→ **What this task involves**
Pick the lines holding the string "fail" out of the records and copy them.

*** Records for this exercise ***

Issue #5700, opened 2026-02-03
ProjectConfig webhook receivers fail to sync: management-controller cache doesn't include project namespaces


IamStubborN:
## Description

ProjectConfig webhook receivers fail to sync with error:
```
error syncing WebhookReceiver "harbor-images": error getting Secret "harbor-webhook-secret" in namespace "my-project": unable to get: my-project/harbor-webhook-secret because of unknown namespace for the cache
```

*** End of Records for this exercise ***

→ **Task answer**
ProjectConfig webhook receivers fail to sync: management-controller cache doesn't include project namespaces
ProjectConfig webhook receivers fail to sync with error:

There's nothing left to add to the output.